Wing defenders like Andre Iguodala and Klay Thompson stand a good chance to disrupt the effectiveness, if not of LeBron's drive-and-kick game, then of the finishing at the end of those sequences. Draymond Green might also be able to slow James down, and underrated defender Stephen Curry has shown he can initiate a lot of trouble in traffic.

Westbrook laughs when asked if Curry is an underrated defender; Durant says "he doesn't guard the best point guards" pic.twitter.com/IaDrcFLkRo

If the Cavs can’t get their offence going, it’s hard to see them winning with defence. They can roll out something like a James-Dellavedova-Thompson-Iman Shumpert based line-up, they could try to dust off Timofey Mozgov, but none of that worked in the long run last year, and it’s even harder to imagine it working now after they’ve ignored it all play-offs.

And that’s really the key for the Warriors. Kevin Durant’s superman defensive act had them on the ropes a round ago, but LeBron isn’t quite a three-point-shooting confidence-shredder in that way. He’s a linebacker, keeping the team’s shape, covering for other’s weaknesses, denying entry into the middle. Not sticking his nightmare arms out across the entire three-point line and smothering the daylight.

Golden State should be able to get their points, at least if they don’t go through any poorly timed shooting slumps.

Which is possible. Iguodala is streaky in the best of times, as is Green (especially these play-offs). Harrison Barnes has been a ghost. If the Curry-Thompson spigot runs dry, it’s been pretty hard lately for the Warriors to juice offence out of other parts of the team. Green has done an admirable job running point forward and initiating offence here and there and they run some interesting mid-range sets through Shaun Livingston, but let’s be real – their bread and butter is Curry’s warping of lanes and space with his ball handling, initiating the team’s whirring passing scheme and threes going in. If they struggle to keep that machine humming (as they did throughout the OKC series) they are vulnerable.

That’s why Cleveland’s best bet is to just keep doing what they’ve been doing and focus on making Golden State outgun them. If they get supernova’d by Curry, there’s just not really going to be anything they can do about that. But there’s a very good chance over the course of seven games Golden State will be cold or out of sorts long enough for the offensive-minded Cavs to be better four times. They’ve definitely been good enough throughout the play-offs to prove that.
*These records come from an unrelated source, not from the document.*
Issue #3499, opened 2023-03-10
Cannot Turn User Auth off on Sign In Page


scott-kausler:
**Describe the bug**

**Environment**
Kubernetes/OpenShift

- Weave-Gitops Version
0.18.0

- Flux Version
0.36.0

- Kubernetes version
1.24

**To Reproduce**
Set the following in the gitops-server helm chart and deploy
```
    envVars:
      - name: WEAVE_GITOPS_FEATURE_CLUSTER_USER_AUTH
        value: "false"
      - name: CLUSTER_USER_AUTH
        value: "false"
```

**Expected behavior**

The basic auth Username/Password fields do not appear on the sign in page.

**Actual Behavior**

The basic auth Username/Password fields DO appear on the sign in page.

foot:
Thanks for the report! Will see if I can repro.

Might be a bad comparison here https://github.com/weaveworks/weave-gitops/blob/f834a8a1b66cd724c62db61568bc757ee9d0dcdf/ui/pages/SignIn.tsx#L141 🤔

tun0:
> Thanks for the report! Will see if I can repro.
> 
> Might be a bad comparison here
> 
> https://github.com/weaveworks/weave-gitops/blob/f834a8a1b66cd724c62db61568bc757ee9d0dcdf/ui/pages/SignIn.tsx#L141

The three conditionals for the login stuff all resolve to `True`, always. Without configuring OIDC auth, both ways show up on the login screen as well.

foot:
Thanks for testing.

`flags.CLUSTER_USER_AUTH === "true"` might be the better comparison here, flags often come from env vars and are all strings.

Or perhaps adding a helper, to avoid this mistake in the future too.

```tsx
const { isFlagEnabled } = useFeatureFlags()
...
{isFlagEnabled("CLUSTER_USER_AUTH") ? (
...
```

PR #3551, opened 2023-03-21
Move feature flag status check to useFeatureFlags hook

AlinaGoaga:
Refactor following the conversation on https://github.com/weaveworks/weave-gitops/issues/3499

**What changed?**

**Why was this change made?**

**Release notes**

**Documentation Changes**

### DIFF
--- a/ui/hooks/featureflags.ts
+++ b/ui/hooks/featureflags.ts
@@ -5,5 +5,8 @@ export type FeatureFlags = { [key: string]: string };
 
 export function useFeatureFlags() {
   const { featureFlags } = useContext(CoreClientContext);
-  return { data: { flags: featureFlags || {} } };
+
+  const isFlagEnabled = (flag: string) => featureFlags?.[flag] === "true";
+
+  return { isFlagEnabled };
 }
--- a/ui/components/AlertsTable.tsx
+++ b/ui/components/AlertsTable.tsx
@@ -33,15 +33,15 @@ export const makeEventSourceLink = (obj: CrossNamespaceObjectRef) => {
 };
 
 function AlertsTable({ className, rows = [] }: Props) {
-  const { data: flagData } = useFeatureFlags();
-  const flags = flagData.flags;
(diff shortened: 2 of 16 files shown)


ui/hooks/featureflags.ts
```diff
@@ -5,5 +5,12 @@ export type FeatureFlags = { [key: string]: string };
...
   const { featureFlags } = useContext(CoreClientContext);
-  return { data: { flags: featureFlags || {} } };
+
+  const isFlagEnabled = (flag: string) => {
+    if (flag === "WEAVE_GITOPS_FEATURE_OIDC_BUTTON_LABEL") {
+      return featureFlags?.["WEAVE_GITOPS_FEATURE_OIDC_BUTTON_LABEL"] !== "";
+    } else return featureFlags?.[flag] === "true";
+  };
+
+  return { isFlagEnabled };
```
foot, line 15: WDYT about still exposing `flags` so we don't have to special case things in the `isFlagEnabled` helper?

- Most flag logic can use `isFlagEnabled` as its usually a string-bool
- Some flags will have other values like labels in them and they can still be accessed via `flags`?

```suggestion
  return { isFlagEnabled, flags };
```

ui/hooks/featureflags.ts
```diff
@@ -5,5 +5,8 @@ export type FeatureFlags = { [key: string]: string };
 
 export function useFeatureFlags() {
   const { featureFlags } = useContext(CoreClientContext);
-  return { data: { flags: featureFlags || {} } };
+
+  const isFlagEnabled = (flag: string) => featureFlags?.[flag] === "true";
+
+  return { isFlagEnabled, flags: featureFlags };
```
foot, line 11:
```suggestion
  return { isFlagEnabled, flags: featureFlags || {} };
```

To preserve old behaviour? I'm not sure what the loading pattern here looks like, if we might get undefined until flags are loaded etc?

foot (commented):
Code looks great! Will take it for a spin..

Issue #3519, opened 2023-03-14
Allow option to set custom root CA


padlar:
**Problem**
We have configured a dex openshift provider using custom CA in our setup and we get the following error when we run the weave gitops towards it -
```
Error: could not initialise authentication server: could not create auth server: could not create provider: Get "https://dex.apps.<domain>/.well-known/openid-configuration": x509: certificate signed by unknown authority
```

**Solution**
Solution would be to provide an option to trust custom CA in the gitops image. This can be achieved by reading in the CA bundle via ENV variable or using a trust-manager to support multiple root CAs (https://cert-manager.io/docs/projects/trust-manager/).

padlar:
As suggested by @bigkevmcd, custom CA can be used today with out any changes to the code by doing the following:

Create a secret with the custom CA and add env, extraVolumes and extraVolumeMounts to values.yaml as shown below -

```bash
apiVersion: v1
data:
  ca.crt: |
    RXdKT1R6RVJNQThHQTFVRUNoTUlVM1JoZEc1bGRIUXhHekFaQmdOVkJBTVRFbE4wWVhSdQ
    paWFIwSUZKdmIzUWdRMEVnTWpBZUZ3MHhNVEEwTVRNd056UXpNREZhRncwek5qQXlNVFl4
    TVRJd05URmFNRDB4CkN6QUpCZ05WQkFZVEFrNVBNUkV3RHdZRFZRUUtFd2hUZEdGMGJtVj
    BkREViTUJrR0ExVUVBeE1TVTNSaGRHNWwKZEhRZ1VtOXZkQ0JEUVNBeU1JSUJJakFOQmdr
    LS0tLQo=
kind: Secret
metadata:
  name: custom-root-ca
type: Opaque
```

```bash
    envVars:
      - name: SSL_CERT_FILE
        value: /etc/ssl/certs/ca.crt
    extraVolumes:
      - name: custom-ca-cert
        secret:
          secretName: custom-root-ca
    extraVolumeMounts:
      - name: custom-ca-cert
        mountPath: /etc/ssl/certs
        readOnly: true
```

PR #3563, opened 2023-03-27
add an option to set custom root CA (#3519)

padlar:
Closes 3519

**What changed?**

New option was added to specify custom Root CA path.

**Why was this change made?**

This change allows to communicate with OIDC provider with custom signed certificates.

New CLI option is added. Helm chart changes are not included in this change - will submit a follow-up PR.

All the unit tests passed.

**Release notes**

**Documentation Changes**

### DIFF
--- a/cmd/gitops-server/cmd/cmd.go
+++ b/cmd/gitops-server/cmd/cmd.go
@@ -62,6 +62,7 @@ type Options struct {
 	MTLS        bool
 	TLSCertFile string
 	TLSKeyFile  string
+	TLSRootCA   string
 	// Stuff for profiles apparently
 	HelmRepoName      string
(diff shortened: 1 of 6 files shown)


bigkevmcd:
There is a simpler way to do this, you can mount the CA and then set `SSL_CERT_FILE ` to point to it.

https://pkg.go.dev/crypto/x509@go1.20.2#SystemCertPool

This doesn't require _any_ changes to the code.

The Helm chart supports it already, via `extraVolumeMounts` and `extraVolumes` and `envVars`.

padlar:
Closing this as this is already supported in weave-gitops today. Thanks to @bigkevmcd for the tips.

PR #3819, opened 2023-07-06
Align flux-dependencies in go.mod

foot:
- Around the https://github.com/fluxcd/flux2/blob/v2.0.0-rc.3/go.mod
- v2.0.0-rc.3 is the last release that uses controller-runtime 0.14.x
- controller-runtime 0.15.0 introduces lots of breaking changes and a dependence on k8s golang 0.27.0

Follows https://github.com/weaveworks/weave-gitops/pull/3818 which reverts the migration to controller-runtime 0.15.0 for now.

Closes

**What changed?**

Align all the flux dep versions so they're more or less in sync.

**Why was this change made?**

Lots of diff deps in flux, want them to be aligned so no funny expected behaviour pops up

Looking up the v2.0.0-rc.3 go.mod and making weave-gitops' go.mod versions as similar as possible

- local tests
- pulled into weave-gitops-enterprise and ran smoke there too.

**Release notes**

**Documentation Changes**


go.mod
```diff
@@ -147,7 +147,7 @@ require (
 	github.com/exponent-io/jsonpath v0.0.0-20210407135951-1de76d718b3f // indirect
 	github.com/fluxcd/notification-controller/api v0.32.1
```
yiannistri, line 148: @foot can we also bump this one to `github.com/fluxcd/notification-controller/api v1.0.0-rc.3`? Not sure why this is not shown along with the other Flux imports, perhaps we can move it up too.

foot: Oops! Good catch

yiannistri (approved):

PR #3829, opened 2023-07-07
Allow for custom actions for data table checkboxes

joshri:
Part of: [#3034](https://github.com/weaveworks/weave-gitops-enterprise/issues/3034)

Draft because I want to make sure this does not conflict with @opudrovs current image automation work

PR #3834, opened 2023-07-10
Enhance types in checkbox actions for EE terraform sync/suspend all

joshri:
Follow up to: #3829 

Getting Typescript errors when actually trying to apply these changes in EE.

The props in `createElement` have to be typed otherwise whatever you're passing down is going to conflict - in this case since we want them to be custom I've given it the sad `any` type. But at least now we know that it's `any`.

### DIFF
--- a/ui/components/CheckboxActions.tsx
+++ b/ui/components/CheckboxActions.tsx
@@ -80,7 +80,7 @@ const DefaultSuspend: React.FC<{
 };
 
 export type Action = {
-  element: React.ReactElement;
+  element: React.FC;
   additionalProps?: { [key: string]: any };
 };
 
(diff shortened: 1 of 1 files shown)


ui/components/CheckboxActions.tsx
```diff
@@ -80,7 +80,7 @@ const DefaultSuspend: React.FC<{
 };
 
 export type Action = {
-  element: React.ReactElement;
+  element: React.FC;
```
jpellizzari, line 83: The prop name probably needs to be `component=` instead of `element` if we want a component instead of an instantiated element.

jpellizzari (approved):

PR #3854, opened 2023-07-18
Remove 'with source' option from Sources Sync

### LINKED ISSUE #3853: Remove Sync dropdown from Sources and Source details pages
As discussed with @joshri , the Sync  button on the Sources page should not have the dropdown, it should be just Sync, similar to the Sync button on the Source Details page.

Screenshot 2023-07-18 at 14 21 47

@yiannistri WDYT?

joshri:
Closes #3853 

Adds an object where you can add any Routes that should have the `hideDropdown` prop enabled on their DataTable, in this case for the SourcesTable.

image


opudrovs (approved):
LGTM!

PR #3871, opened 2023-07-20
Tweaking dependabot to just raise PRs for security updates. 

enekofb:
Tweaking dependabot to just raise PRs for security updates not version updates. 

To have version updates managed by dependabot was not in scope so it is an unintended consequence. This PR tries to revert this behaviour as the documentation [suggests](https://docs.github.com/en/code-security/dependabot/dependabot-version-updates/configuration-options-for-the-dependabot.yml-file#open-pull-requests-limit)


Himangini (approved):
👍🏻

PR #3876, opened 2023-07-24
Remove Flux version from /v1/version response and page footers

### LINKED ISSUE #3665: Flux version not shown
**Describe the bug**

Whenever I access the Dashboard with a user that only has access to a single Namespace, this is what the footer shows:

The Flux version isn't shown, instead it reads `-`.

**Environment**

- Weave-Gitops Version: 0.22.0
- Flux Version: reproducible with 0.41.2 and 2.0.0-rc.1
- Kubernetes version: 1.27.1

**To Reproduce**

Access the Dashboard with a user that only has access to a single Namespace.

**Expected behavior**

The Flux version is shown. Alternatively show a message that tells me why I can't see the Flux version.

**Actual Behavior**

It just shows `-`.

**Additional Information**

This is logged by the weave gitops container when accessing the version endpoint:

```
2023-05-04T10:01:56.465Z        ERROR   gitops.core-server      server/version.go:104   error getting flux version      {"error": "error getting list of objects"}
```

makkes:
The Flux version has been displayed in two locations of the UI: In the footer of every page and on the "Flux Runtime" page. To display the Flux version in these locations, two different ways to retrieve said version have been implemented:

1. On the "Flux Runtime" page the version is retrieved from the Flux deployment objects for each cluster WeGO knows about.
2. In the footer the version is retrieved from the /v1/version endpoint which in turn tries to find the Flux namespace on the cluster that it runs on.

Ironically, if the Warriors can’t click into gear, they could consider trying to slow things down and muck it up in some games. They won three relatively ugly ones in a row against the Thunder, rattling them defensively and getting just enough of those fiery streaks to grit out a victory.

They won’t want to resort to that kind of game, but if they have to do it to win, they’ve shown they can.

Which might be their biggest advantage in these Finals. They have a few more functional identities than the Cavs, a bit more shapes they can take when the going gets tough.

Cleveland have reached this new level through unrelenting firepower, and they should try to break the Warriors under it. But they simply might not be able to.

Either Cleveland or Golden State can win this series on Plan As. But if it turns on Plan Bs, it’s harder to see the Cavs getting to four wins.

For that reason, it’s Warriors in 7.